I am pleased to note that the Western Isles MSP is asking questions.
The Health Minister should act; this problem is beyond local resolution.
Posted on Arnish Lighthouse at 17:28


Did they give the actual number of cases of MRSA reported? A 30% increase looks bad - but it depends how many the figure refers to.

Burt from Edinburgh

30% increase on a low figure may still be negligible. Remember the expression, 'There's lies, damned lies and statistics.'

calumannabel from ness

This morning, Radio nan Gael reported that councillor Angus Graham (Gress) has demanded the resignation of the Health Minister. About time.

Arnish Lighthouse from Stornoway

Quite a lot of patients that have had to be transfered to mainland hospitals and then back again have contracted this. It is very difficult for old people to recover from it, it is really bad when people are worried not just by their illness but also by the added fear of getting this. this is old news maybe this is just a political stunt to discredit the board even further, can't get them out one way try another.

Uibhisteach from uibhist

I should admit to a typo. It should have read 300% (three hundred). The number of cases between January and March 2006 equalled the sum total for the whole of 2005. As for politically discrediting the board further: it says enough that anything is being used to clobber them. Confidence has been lost over the past months and years, and new brooms are required.

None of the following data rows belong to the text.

PR #60, opened 2018-08-17
PEN-925: Handle overflow of metadata

mattolson:
## What? Why?
* The gRPC C library has a default max size on trailing metadata of 8kb. Update the Error class to consider this when attaching metadata to the gRPC call. If the overall size of the metadata, including metadata added by the application, and the error payload added by the error serializer, is in danger of exceeding that limit, log the error and replace the wire error with a new one indicating metadata overflow.
* Truncate stack trace attached to error payload to ten lines to reduce risk of overflow.

## How was it tested?
* gRPC server app with an endpoint that calls `fail!(:internal, :unknown, SecureRandom.hex(9000))`
* Call it with a client that logs the response

Server side:
```
I, [2018-08-16T18:48:43.173244 #2735]  INFO -- : deadline is 1969-12-31 15:59:59 -0800; (now=2018-08-16 18:48:43 -0700)
I, [2018-08-16T18:48:43.173316 #2735]  INFO -- : schedule another job
W, [2018-08-16T18:48:43.392624 #2735]  WARN -- : metadata_size_exceeded: Metadata too long, risks exceeding http2 trailing metadata limit. Original error: {:code=>:internal, :app_code=>:unknown, :message=>"<big long random string>", :field_errors=>[], :debug_info=>{}}
D, [2018-08-16T18:48:43.394784 #2735] DEBUG -- : app err:#<GRPC::ActiveCall:0x007fb3c70c8fa0>, status:13:Metadata too long, risks exceeding http2 trailing metadata limit.
D, [2018-08-16T18:48:43.394822 #2735] DEBUG -- : Sending status  13:Metadata too long, risks exceeding http2 trailing metadata limit.
```

Client side:
```
D, [2018-08-16T18:48:41.600250 #2740] DEBUG -- : Failing with status #<struct Struct::Status code=13, details="Metadata too long, risks exceeding http2 trailing metadata limit.", metadata={"error-internal-bin"=>"\n\x16metadata_size_exceeded\x12AMetadata too long, risks exceeding http2 trailing metadata limit."}>
```

### DIFF
--- a/lib/gruf/error.rb
+++ b/lib/gruf/error.rb
@@ -50,6 +50,13 @@ module Gruf
       data_loss: GRPC::DataLoss
     }.freeze
 
+    # Default limit on trailing metadata is 8KB. We need to be careful
+    # not to overflow this limit, or the response message will never
+    # be sent. Instead, resource_exhausted will be thrown.
+    MAX_METADATA_SIZE = 7.5 * 1_024
+    METADATA_SIZE_EXCEEDED_CODE = 'metadata_size_exceeded'.freeze
+    METADATA_SIZE_EXCEEDED_MSG = 'Metadata too long, risks exceeding http2 trailing metadata limit.'.freeze
+
     # @return [Symbol] The given internal gRPC code for the error
     attr_accessor :code
     # @return [Symbol] An arbitrary application code that can be used for logical processing of the error by the client
@@ -58,8 +65,8 @@ module Gruf
     attr_accessor :message
     # @return [Array] An array of field errors that can be returned by the server
     attr_accessor :field_errors
-    # @return [Object] A hash of debugging information, such as a stack trace and exception name, that can be used to
-    # debug an given error response. This is sent by the server over the trailing metadata.
+    # @return [Errors::DebugInfo] A object containing debugging information, such as a stack trace and exception name,
+    # that can be used to debug an given error response. This is sent by the server over the trailing metadata.
     attr_accessor :debug_info
     # @return [GRPC::BadStatus] The gRPC BadStatus error object that was generated
     attr_writer :grpc_error
@@ -72,10 +79,11 @@ module Gruf
     # @param [Hash] args (Optional) An optional hash of arguments that will set fields on the error object
     #
     def initialize(args = {})
+      @field_errors = []
+      @metadata = {}
       args.each do |k, v|
         send("#{k}=", v) if respond_to?(k)
       end
-      @field_errors = []
     end
 
     ##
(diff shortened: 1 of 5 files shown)


zvuki:
Can it in addition to `Metadata too long` have at least a short exception message text of smth?

mattolson:
@zvuki While the error payload is the most likely culprit, it's also possible for the server to attach custom metadata to the error. So while we could try to repair just the error message, that is not enough in general to solve this problem. Rather than try to deeply inspect all the possible values and repair them, I opted for logging everything on the server and replacing the error on the wire with something simpler that is guaranteed not to cause issues.

lib/gruf/error.rb
```diff
@@ -50,6 +50,13 @@ class Error
       data_loss: GRPC::DataLoss
     }.freeze
 
+    # Default limit on trailing metadata is 8KB. We need to be careful
+    # not to overflow this limit, or the response message will never
+    # be sent. Instead, resource_exhausted will be thrown.
+    MAX_METADATA_SIZE = 7.5 * 1024
```
splittingred: `1_024`

lib/gruf/error.rb
```diff
@@ -130,16 +138,30 @@ def serialize
...
-    # @return [Error] Return the error itself with the GRPC::ActiveCall attached and error metadata appended
+    # @return [Error] Return the error itself after updating metadata on the given gRPC call.
+    #                 In the case of a metadata overflow error, we replace the current error with
+    #                 a new one that won't cause a low-level http2 error.
     #
     def attach_to_call(active_call)
       metadata[Gruf.error_metadata_key.to_sym] = serialize if Gruf.append_server_errors_to_trailing_metadata
-      if !metadata.empty? && active_call && active_call.respond_to?(:output_metadata)
-        active_call.output_metadata.update(metadata)
+      return self unless !metadata.empty? && active_call && active_call.respond_to?(:output_metadata)
```
splittingred: This is confusing to read. Prefer:

```ruby
return self if metadata.empty? || !active_call || !active_call.respond_to?(:output_metadata)
```

lib/gruf/error.rb
```diff
@@ -130,16 +138,30 @@ def serialize
...
+
+      # Check if we've overflown the maximum size of output metadata. If so,
+      # log a warning and replace the metadata with something smaller to avoid
+      # resource exhausted errors.
+      if metadata.inspect.size > MAX_METADATA_SIZE
+        code = METADATA_SIZE_EXCEEDED_CODE
+        msg = METADATA_SIZE_EXCEEDED_MSG
+        logger.warn "#{code}: #{msg} Original error: #{to_h.inspect}"
```
splittingred: Is there a chance we'd be leaking sensitive data here to logs?

lib/gruf/errors/debug_info.rb
```diff
@@ -30,7 +30,7 @@ class DebugInfo
       #
       def initialize(detail, stack_trace = [])
         @detail = detail
-        @stack_trace = stack_trace.is_a?(String) ? stack_trace.split("\n") : stack_trace
+        @stack_trace = (stack_trace.is_a?(String) ? stack_trace.split("\n") : stack_trace)[0..10]
```
splittingred: :+1:, though we should make this 10 limit configurable.

lib/gruf/error.rb
mattolson: Funny, I was going back and forth on this one. :)

lib/gruf/error.rb
mattolson: No more so than what would be sent back to the client in the error payload which is most likely logged anyway. I think the risk of additional exposure is minimal.

lib/gruf/error.rb
splittingred: Yeah, I waffle on these cases generally too, but have settled into what seems to be industry best practice, which is in a conditional, if there are multiple conditions, prefer `if` over `unless` as that way you're not dealing with double negatives.

lib/gruf/error.rb
splittingred: Okay, the difference there though is the client (and any interceptors) have control over what is logged. This way we're making it canon and unavoidable.

lib/gruf/errors/debug_info.rb
```diff
@@ -29,8 +29,10 @@ class DebugInfo
       # @param [Array<String>] stack_trace The stack trace generated by the exception as an array of strings
       #
       def initialize(detail, stack_trace = [])
+        stack_trace_limit = Gruf.backtrace_limit.to_i
+        stack_trace_limit = 10 if stack_trace_limit < 0
```
splittingred: You probably want to allow for a `0` limit, which would mean to not limit at all.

Arnish Lighthouse from Stornoway

Heaven forbid the thought of Comhairle nan Eilean using the Health Board bosses' incompetence and the misfortunes of the hospital staff as a distraction from the ongoing windfarms furore. They wouldn't...would they?

Willie from Ceann Cropaig

I work in the NHS and I'm responsible for the catering, portering and cleaning departments. It's so hard to eradicate MRSA. Visitors are the most likely to transfer the MRSA bug to patients. Some hospitals practise bed fencing. We do have strict policies of deep cleaning when the patient goes home but this alone will never stop it. My sister died of it in 1982, I'd never heard of it until then. It's because of the over use of antibiotics that these bugs become resistant to them, the problem will continue. It occurs on 75% of healthy people, I've watched doctors and surgeons do ward rounds and not wash their hands between patients. unless we can educate the staff who actually have physical contact with patients we'll never eradicate it.

Jeannette from Brighton

Jeannette Tell me you dont commute to Lewis from Brighton? Social Sevices in Aberdeen jet someone up from Buckinghamshire so I suppose anything is possible. Now this bed fencing - can we get a grant for it. I am quite happy to fence off everyone in our house if there's a grant at stake.

hamish holby md adhd from lewis

My dad has FRSA after his name - could this develop into full blown MRSA? Will my sister have to get a new hat for the ceremony if it does?